» ACTIVITY
Below are records; count the lines that hold the string "reasoningConfig" and give only the count.

» DATASET EXCERPTS
========================================

PR #1063, opened 2026-04-28
fix(providers): resolve HTTP 400 DeepSeek reasoning passback error during tool calls

### LINKED ISSUE #1047: [Bug] DeepSeek V4 Pro: Lỗi 400 do thiếu reasoning_content trên kênh Zalo (OpenAI-compatible)
### Tóm tắt
- Khi dùng model `deepseek-v4-pro/flash` qua kênh Zalo (hoặc các adapter OpenAI-compatible),  API DeepSeek trả lỗi:
```
The `reasoning_content` in the thinking mode must be passed back to the API.
```
- Nguyên nhân: GoClaw (hoặc adapter) **không giữ lại và gửi lại reasoning_content** trong lịch sử hội thoại khi build request tiếp theo. OpenAI message format không chứa trường này nên bị mất khi truyền qua các channel như Zalo.

### Phạm vi ảnh hưởng
- Mọi kênh sử dụng OpenAI-compatible message format với DeepSeek V4/V4 Pro (Zalo, ...).

### Đề xuất hướng xử lý
- Khi nhận response từ DeepSeek có reasoning_content, cần lưu/thêm reasoning_content vào assistant messages khi xây lại request history cho turn tiếp theo trên các kênh dùng OpenAI message format.

### Mức độ ưu tiên
- High: lỗi chặn multi-turn/kịch bản agent khi dùng DeepSeek qua các messaging channel.

nagaame:
## Description
This PR fixes an HTTP 400 `invalid_request_error` encountered when using DeepSeek models (e.g., `deepseek-v4-pro`, `deepseek-reasoner`) with Thinking Mode enabled during multi-turn tool calling.
The DeepSeek API enforces a strict schema requirement: any `assistant` message in the context history that includes `tool_calls` **must** also include the `reasoning_content` field, even if the model did not emit any reasoning tokens in that specific turn. Previously, WorkBuddy would either omit this field when it was empty, or improperly drop the reasoning content entirely inside the provider layer when `stripThinking` was active.
### Changes Made
1. **Preserve Reasoning History (`internal/providers/openai_chat.go`)**: 
   - Ensure `result.Thinking` is always accumulated regardless of the `stripThinking` flag. This guarantees that the chain of thought is correctly added to the message history for subsequent API passback.
2. **Strict Schema Compliance (`internal/providers/openai_request.go`)**: 
   - When building the request payload for DeepSeek models, if an assistant message's `Thinking` is empty, explicitly inject `reasoning_content: ""` into the JSON. This satisfies DeepSeek's strict JSON schema validation.
3. **Safe UI Output Stripping (`internal/agent/loop_run.go`)**: 
   - Moved the responsibility of hiding leaked reasoning from the UI out of the provider layer. `result.Thinking` is now explicitly cleared from the final `completedPayload` at the end of the agent loop if `reasoningDecision.StripThinking` is true.
4. **Unit Testing (`internal/providers/openai_request_test.go`)**: 
   - Added specific tests (`TestBuildRequestBody_DeepSeekReasoningContent`) to ensure `reasoning_content` is accurately injected for DeepSeek models and safely omitted for standard OpenAI models (like GPT-4o).
## Related Issues
Fixes #1047

## Type

- [ ] Feature
- [x] Bug fix
- [ ] Refactor
- [ ] Docs
- [ ] CI/CD

## Checklist
- [x] `go build ./...` passes
- [x] `go vet ./...` passes

### DIFF
--- a/internal/agent/loop_run.go
+++ b/internal/agent/loop_run.go
@@ -7,6 +7,7 @@ import (
 
 	"github.com/google/uuid"
 
+	"github.com/nextlevelbuilder/goclaw/internal/providers"
 	"github.com/nextlevelbuilder/goclaw/internal/store"
 	"github.com/nextlevelbuilder/goclaw/internal/tools"
 	"github.com/nextlevelbuilder/goclaw/internal/tracing"
@@ -216,6 +217,25 @@ func (l *Loop) Run(ctx context.Context, req RunRequest) (*RunResult, error) {
 		if isChildTrace && l.traceCollector != nil && traceID != uuid.Nil {
 			l.traceCollector.SetTraceStatus(ctx, traceID, store.TraceStatusCompleted)
 		}
+
+		provider := l.provider
+		if req.ProviderOverride != nil {
+			provider = req.ProviderOverride
+		}
+		model := l.model
+		if req.ModelOverride != "" {
+			model = req.ModelOverride
+		}
+		reasoningDecision := providers.ResolveReasoningDecision(
+			provider, model,
+			l.reasoningConfig.Effort,
+			l.reasoningConfig.Fallback,
+			l.reasoningConfig.Source,
+		)
+		if reasoningDecision.StripThinking {
+			result.Thinking = ""
+		}
+
 		completedPayload := map[string]any{"content": result.Content}
 		if result.Thinking != "" {
 			completedPayload["thinking"] = result.Thinking
--- a/internal/providers/openai_chat.go
+++ b/internal/providers/openai_chat.go
@@ -28,14 +28,11 @@ func (p *OpenAIProvider) Chat(ctx context.Context, req ChatRequest) (*ChatRespon
 		}
 	}
 
-	// Drop user-visible reasoning for models flagged as leakers (e.g. Kimi,
-	// DeepSeek-Reasoner). Usage.ThinkingTokens is preserved so billing stays
-	// correct (Phase 1 depends on this).
-	if resp != nil {
-		if strip, _ := req.Options[OptStripThinking].(bool); strip {
-			resp.Thinking = ""
-		}
-	}
+	// Note: We used to drop user-visible reasoning here for leaky models.
+	// However, DeepSeek strictly requires `reasoning_content` to be passed back
+	// on tool call iterations. Clearing `resp.Thinking` here causes HTTP 400s
+	// on subsequent passbacks. The responsibility of hiding leaked reasoning
+	// from the UI is now handled in the Agent loop (e.g. final payload stripping).
 
 	return resp, err
 }
@@ -126,9 +123,9 @@ func (p *OpenAIProvider) ChatStream(ctx context.Context, req ChatRequest, onChun
 		if reasoning == "" {
 			reasoning = delta.Reasoning
 		}
-		if reasoning != "" && !stripThinking {
+		if reasoning != "" {
 			result.Thinking += reasoning
-			if onChunk != nil {
+			if !stripThinking && onChunk != nil {
 				onChunk(StreamChunk{Thinking: reasoning})
 			}
 		}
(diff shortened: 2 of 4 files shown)


thieung:
Reviewed alongside #1101 (which addresses the same upstream issue #1047 from a different angle). Verified locally on the PR branch:

- `go build ./...` ✓
- `go build -tags sqliteonly ./...` ✓
- `go vet ./...` ✓
- `go test -race ./internal/providers/... ./internal/agent/...` ✓

### What's correct

- Removing the `resp.Thinking = ""` strip in `openai_chat.go:Chat` and accumulating `result.Thinking` unconditionally in `ChatStream` is the right move: persistence of Thinking is needed for the next-turn `reasoning_content` passback to DeepSeek/Kimi. Stripping responsibility moves cleanly into the agent loop.
- Gating the post-Run strip on `ResolveReasoningDecision.StripThinking` is correct — it only fires for known leakers (Kimi / deepseek-reasoner / gemma-4) with `effective_effort == off`, so non-leaky callers are unaffected.

### Concerns

**Important**

1. **`reasoning_content: ""` may not actually satisfy DeepSeek.** The error in #1047 is *\"The `reasoning_content` in the thinking mode must be **passed back** to the API\"* — \"passed back\" implies echoing the model's prior reasoning, not just any value. Empty-string compliance is plausible but unverified. Please confirm against a real DeepSeek thinking-mode endpoint (e.g. `deepseek-v4-pro` / `deepseek-reasoner`) with an iteration where the prior assistant turn legitimately has no reasoning — does the API actually accept `\"\"`, or does it require a non-empty placeholder? #1101 takes the safer route by injecting a non-empty string into the synthetic post-summary message.

2. **Empty `reasoning_content` injection applies to non-thinking DeepSeek variants too.** The new branch in `openai_request.go` triggers for any model whose name contains `deepseek` and where `m.Thinking == \"\"`. That includes `deepseek-chat` (non-thinking) where the API may not expect the field at all. Consider narrowing to thinking-mode DeepSeek (e.g. `deepseek-reasoner`, `deepseek-v4-pro`, or via `modelLeaksReasoning`/an explicit allowlist) instead of any `deepseek*` model.

3. **Test name and coverage gap.** `TestBuildRequestBody_DeepSeekReasoningContent` is named to suggest the injection is conditional on `tool_calls`, but the production code is not — it injects whenever assistant Thinking is empty. The test passes ToolCalls in both subcases but never asserts the no-tool_calls case explicitly. Recommend either (a) renaming to drop the tool_call implication, or (b) adding a no-tool_calls assistant-turn case to lock down the actual contract.

4. **Test plan checkbox `go test -race ./...` is not checked.** This is a multi-file change touching the agent loop and provider wire path; full suite should pass before merge. Ran it locally on the PR branch and it passes — please check the box.

**Suggestion**

5. **Double-resolve of `ResolveReasoningDecision`.** The same call is made inside `callLLM` (`internal/agent/loop_pipeline_callbacks.go:244`) to set `OptStripThinking` for the request, and now again in `Loop.Run` (`loop_run.go`) to clear `result.Thinking`. Two call sites can drift over time. Consider either (a) propagating the resolved decision through `RunResult` or `runState`, or (b) checking `result.Thinking != \"\"` plus an explicit `provider+model` strip flag set when `OptStripThinking` was actually applied to the request. Minor — not blocking.

6. **Asymmetry with Anthropic stream.** `internal/providers/anthropic_stream.go:93` still gates `result.Thinking += ev.Delta.Thinking` on `!stripThinking`. After this PR, OpenAI accumulates Thinking unconditionally; Anthropic does not. In practice Anthropic isn't a known leaker so `StripThinking` rarely fires for it, but the two providers now follow different conventions. Worth a follow-up to make them consistent if `StripThinking` for Anthropic is ever expected to also need history passback.

### Coordination with #1101

These PRs are complementary:

- **#1101** fixes the synthetic post-summary assistant ack in `loop_history.go` (Thinking was unset because no LLM call produced it). Uses a non-empty placeholder string. Independent of provider.
- **This PR** fixes the response-side strip (`openai_chat.go`) and adds defensive `reasoning_content: \"\"` for empty-Thinking assistant turns in DeepSeek requests.

If empty-string `reasoning_content` is actually accepted by DeepSeek (concern #1 above), this PR alone could close #1047 — the defensive fallback would catch the synthetic case too. If empty string is **not** accepted, then #1101 is required for the synthetic-message path.

Worth aligning on which behavior is canonical before both merge, to avoid one of them becoming dead defensive code.

PR #1074, opened 2026-05-01
Pass locale through cron run path so meta lines render in user's language

codebit0:
## Summary

Cron-triggered agent runs had no inbound channel locale (no WS connect
param, no `Accept-Language` header), so the system prompt and the cron
extra-context block were always built in English regardless of the
user's preferred language. The English meta lines — sitting at the
beginning and end of the prompt, where models weight instructions most
— pushed responses into English even when context files explicitly
asked for another language.

This change wires locale through the cron path using **only existing
data structures**: `tenants.settings` and `tenant_users.metadata` jsonb
columns. No new environment variable, no new `agents.other_config`
key, no schema change.

## Resolution chain

```
cron run
  ├─ tenant_users.metadata->>'locale'   (per-user override; jsonb field already exists)
  ├─ tenants.settings->>'locale'        (tenant default; jsonb field already exists)
  └─ i18n.DefaultLocale                 (= LocaleEN, unchanged fallback)
```

Empty resolution skips `store.WithLocale` entirely, so existing
deployments with no `locale` set anywhere keep getting English — no
behavioural regression.

## Changes

- `internal/i18n`: add `LocaleKO` plus `catalog_ko.go`. Only the new
  prompt-meta keys are translated; everything else falls through to the
  English catalog.
- `internal/i18n/keys.go`: five new keys —
  `MsgSysChannelGreeting{Direct,Group,GroupTitled}` and
  `MsgSysCronJobMeta{Deliver,NoDeliver}`.
- `internal/agent/systemprompt.go`: add `SystemPromptConfig.Locale` and
  replace the hardcoded *"You are a personal assistant running in
  X (a direct chat)."* line with `i18n.T()`.
- `internal/agent/loop_history.go`: feed
  `store.LocaleFromContext(ctx)` into `SystemPromptConfig.Locale`.
- `cmd/gateway_cron.go`: `resolveCronLocale()` cascade and an
  `i18n.T`-driven `extraPrompt`. Cron context picks up `WithLocale`
  before scheduling the agent loop.
- `cmd/gateway_heartbeat.go`: pass `pgStores.Tenants` to the cron
  handler factory.

## Operator usage

Set the tenant default once:
```sql
UPDATE tenants SET settings = settings || '{"locale":"ko"}' WHERE slug='master';
```

Per-user override (e.g. one Vietnamese member in an otherwise Korean
tenant):
```sql
UPDATE tenant_users SET metadata = metadata || '{"locale":"vi"}' WHERE …;
```

## Test plan

- [ ] `go vet ./...`
- [ ] `go build -tags embedui ./...`
- [ ] `go test ./internal/i18n/...`
- [ ] With `tenants.settings.locale = "ko"`, force-run a cron via
      `cron.run` WS RPC and verify `cron_run_logs.summary` is in
      Korean.
- [ ] Force-run with `tenants.settings.locale` unset and confirm the
      summary stays in English (regression guard).
- [ ] Force-run with `tenant_users.metadata.locale = "vi"` for the
      cron's `user_id` and confirm the summary is in Vietnamese
      (override path).

### DIFF
--- a/cmd/gateway_cron.go
+++ b/cmd/gateway_cron.go
@@ -2,6 +2,7 @@ package cmd
 
 import (
 	"context"
+	"encoding/json"
 	"fmt"
 	"log/slog"
 	"strings"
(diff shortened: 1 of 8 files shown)


codebit0:
Closing — agent-level locale support is out of scope; data-layer (md context file) is the right place for this.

========================================

» RESULT BELOW
3